Scotland is a country that is part of the United Kingdom. Occupying the northern third of the island of Great Britain, it shares a border with England to the south and is bounded by the North Sea to the east, the Atlantic Ocean to the north and west, and the North Channel and Irish Sea to the southwest. In addition to the mainland, Scotland consists of over 790 islands including the Northern Isles and the Hebrides.
Edinburgh, the country's capital and second largest city, is one of Europe's largest financial centres. It was the hub of the Scottish Enlightenment of the 18th century, which saw Scotland become one of the commercial, intellectual and industrial powerhouses of Europe.

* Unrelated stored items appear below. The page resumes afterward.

PR #493, opened 2020-10-01
Allow preview controller to be customized via config options

### LINKED ISSUE #434: Make previews controller extensible
## Feature request

Make the previews controller to be extensible by allowing users to add authentication, authorization, before actions, or anything that the end user would need to meet their needs. 

### Motivation
It all started in discussion #412 
@jonspalmer came up with a good suggestion, which is to copy Devise's "parent class" feature. It will enable devs to set up a parent class if needed. 

https://github.com/github/view_component/discussions/412#discussioncomment-41084

swanson:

Scotland's largest city is Glasgow, which was once one of the world's leading industrial metropolises, and now lies at the centre of the Greater Glasgow conurbation which dominates the Scottish Lowlands. Scottish waters consist of a large sector of the North Atlantic and the North Sea, containing the largest oil reserves in the European Union.
The Kingdom of Scotland was an independent state until 1 May 1707 when it joined in a political union with the Kingdom of England to create a united Kingdom of Great Britain. This union was the result of the Treaty of Union agreed in 1706 and put into effect by the Acts of Union that were passed by the Parliaments of both countries despite widespread protest across Scotland. Scotland's legal system continues to be separate from those of England, Wales, and Northern Ireland and Scotland still constitutes a distinct jurisdiction in public and in private law. The continued independence of Scots law, the Scottish education system, and the Church of Scotland have all contributed to the continuation of Scottish culture and Scottish national identity since the Union. Although Scotland is no longer a separate sovereign state, the constitutional future of Scotland continues to give rise to debate.